Work required >> Each line from the start of the data below through the one containing "We have a model" must be reproduced exactly.

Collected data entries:
__________________________________________________

PR #3095, opened 2021-03-02
Apply gefac also on topmost VREP controlled group

blattms:
We have a model that has a tree of groups (three levels of groups below the topmost group F(topmost)->G1->G2->G3, wells only below G3). When we have a VREP constraint target on G1 and a group efficiency factor g1<1 results are wrong (We actually sometimes inject more than we should and there is a lot of switching in the group control modes). If on the other hand g1 is applied to G2 and G1 has group efficiency factor 1, the results are (nearly) correct.

~This is my rather naive attempt to always apply g1 to the topmost group G1. It does not really work and even worse injection drops to zero at some stage and has problems coming up again.~

~1ce5c598 is how I understood @atgeirr's private comment. (I also tested it standalone and it lead to injection dropping way below production and even production becoming 0 at some time).~

~I need to go back to my desk and rethink what might be happening here (maybe at some occasions applying the group efficiency factor of the VREP controlled group is actually wrong). But if anybody has some hints then they are highly welcome.~

I missed on spot. Fixed in d1f6545 and now reproducing results.

### DIFF
--- a/opm/simulators/wells/WellGroupHelpers.cpp
+++ b/opm/simulators/wells/WellGroupHelpers.cpp
@@ -194,8 +194,7 @@ namespace WellGroupHelpers
         double rate = 0.0;
         for (const std::string& groupName : group.groups()) {
             const Group& groupTmp = schedule.getGroup(groupName, reportStepIdx);
-            rate += groupTmp.getGroupEfficiencyFactor()
-                * sumSolventRates(groupTmp, schedule, wellState, reportStepIdx, injector);
+            rate += sumSolventRates(groupTmp, schedule, wellState, reportStepIdx, injector);
         }
         const auto& end = wellState.wellMap().end();
         for (const std::string& wellName : group.wells()) {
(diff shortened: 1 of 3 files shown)


blattms:
there is a German(?) saying: "you should praise the day before it's end", but the current run looks really promising... First bump is already gone. Let' wait patiently (faster computer faster)

blattms:
jenkins build this please

blattms:
I should have a party tonight! Even jenkins agrees with my code! :love_letter:

joakim-hove:
Great news Markus!

blattms:
Thanks. And it was about time (nearly went nuts).

totto82:
Thanks. The code look good as well. Lets merge it!

> Even jenkins agrees with my code!

That means that the bug you fixed is not exposed in the tests. We should adapt one of the test case to make sure the topmost level is included in the GEFAC test coverage.

blattms:
It also means that I didn't break anything else (which was from obvious to me).

What test covers GEFAC? I might try to add one that fails before this PR (but might need help).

__________________________________________________

Result of this task >>
PR #3095, opened 2021-03-02
Apply gefac also on topmost VREP controlled group

blattms:
We have a model that has a tree of groups (three levels of groups below the topmost group F(topmost)->G1->G2->G3, wells only below G3). When we have a VREP constraint target on G1 and a group efficiency factor g1<1 results are wrong (We actually sometimes inject more than we should and there is a lot of switching in the group control modes). If on the other hand g1 is applied to G2 and G1 has group efficiency factor 1, the results are (nearly) correct.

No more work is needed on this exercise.